Description of the task:
Read the lines of the data below and retrieve those with "Added".

Material provided:

PR #159, opened 2020-03-09
Expanded level API

benthayer:
- Added new methods to Level
 - Split up code from `util.py`
 - Put user messages in a centralized location
 - Added new intro level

Answer for the task:
- Added new methods to Level
 - Added new intro level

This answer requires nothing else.